** Task brief **
The line containing "cannot be used as" marks the start; please restate exactly that line and only the lines following it through the end of the material below.

** Records for the task **

PR #4145, opened 2024-04-22
Improve type label support

jrgissing:
**Summary**

add direct type label support for commands/fixes/computes that have 'type' arguments

- [x] create_atoms command
- [x] fix deposit
- [x] fix mol/swap
- [x] fix atom/swap
- [x] group command
- [ ] fix shake/rattle
  - [x] implemented but not committed. type labels could pretty easily interfere with 'a', 'b', etc. keywords
- [x] fix gcmc
- [x] fix widom
- [x] delete_bonds command
- [x] fix bond/create/break
- [x] fix adapt + adapt/fep
  - [x] add option to feed a type label into utils::bounds. returns nlo = nhi = label2type(type_label)
  - [x] I < J requirement relaxed for non-asterisk syntax
- [x] compute rdf
  - [x] could technically break there was a type label called 'cutoff'
- [ ] pair_style tracker
  - [x] not sure if can work, because commas used in lists
- [x] fix charge/regulation
- [ ] variable command (type==H)
  - [x] rely on label2type(kind,label)
- [x] Dump Output Support
  - [x] dump_modify 'types' for xyz
  - [x] 'typelabel' keyword for dump custom
- [ ] compute property/local - will require refactor of communication routines, suggest a separate PR
- [ ] others?

Existing/prior support includes:
- [x] data file/molecule templates
- [x] label2type function
- [x] set command
- [x] coeff commands
- [x] mass command

**Related Issue(s)**

none

**Author(s)**

Jake

**Licensing**

By submitting this pull request, I agree, that my contribution will be included in LAMMPS and redistributed under either the GNU General Public License version 2 (GPL v2) or the GNU Lesser General Public License version 2.1 (LGPL v2.1).

**Backward Compatibility**

yes

**Implementation Notes**

new string output (type labels) to dump files not added in a very extensible manner. can refactor if you think more string fields will be added to dump output

~~currently, 'dump_modify types numeric' (only relevant to dump xyz) does not revert a previous 'dump_modify types labels' command~~

**Post Submission Checklist**

- [x] The feature or features in this pull request is complete
- [ ] Licensing information is complete
- [ ] Corresponding author information is complete
- [ ] The source code follows the LAMMPS formatting guidelines
- [ ] Suitable new documentation files and/or updates to the existing docs are included
- [ ] The added/updated documentation is integrated and tested with the documentation build system
- [ ] The feature has been verified to work with the conventional build system
- [ ] The feature has been verified to work with the CMake based build system
[...]

PR #4240, opened 2024-07-24
Add some more typelabel support

akohlmey:
**Summary**

This pull request expands support for typelabels to a few more commonly used features in LAMMPS.

**Related Issue(s)**

 This expands on PR #4145 

**Author(s)**

Axel Kohlmeyer, Temple U

**Licensing**

**Backward Compatibility**

No known issues.

**Implementation Notes**

Type label support is added to the following features:
- neigh_modify exclude type
- fix shake/rattle

**Post Submission Checklist**

### DIFF
--- a/doc/src/fix_shake.rst
+++ b/doc/src/fix_shake.rst
@@ -27,9 +27,9 @@ Syntax
 
   .. parsed-literal::
 
-       *b* values = one or more bond types (may use typelabels)
-       *a* values = one or more angle types  (may use typelabels)
-       *t* values = one or more atom types (may use typelabels)
+       *b* values = one or more bond types (may use type labels)
+       *a* values = one or more angle types  (may use type labels)
+       *t* values = one or more atom types (may use type labels)
        *m* value = one or more mass values
 
 * zero or more keyword/value pairs may be appended
@@ -139,12 +139,15 @@ constrained if its type is in the list.
 
 .. versionchanged:: TBD
 
-The types may be given as typelabels for as long as none of the
-typelabels are called *b*, *a*, *t*, or *m*.  In those cases the type
-arguments would be ambiguous and thus support for typelabels will be
-disabled instead.
+The types may be given as type labels *only* if there is no atom, bond,
+or angle type label named *b*, *a*, *t*, or *m* defined in the
+simulation.  In that is the case, type labels cannot be used as
+constraint type index with these two fixes because the type labels would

** Answer box **
+simulation.  In that is the case, type labels cannot be used as
+constraint type index with these two fixes because the type labels would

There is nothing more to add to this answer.